> [Recorded information]:
—————

PR #794, opened 2024-03-20
Implement different fallback mechanism when determining baselines for main branch

mazhelez:
Automation for updating app baselines on `main` branch should always look for baselines version in `bcinsider` storage account.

—————

> [Problem statement]: Show every line of the material that includes the string "branch".

> [Response below]:
Implement different fallback mechanism when determining baselines for main branch
Automation for updating app baselines on `main` branch should always look for baselines version in `bcinsider` storage account.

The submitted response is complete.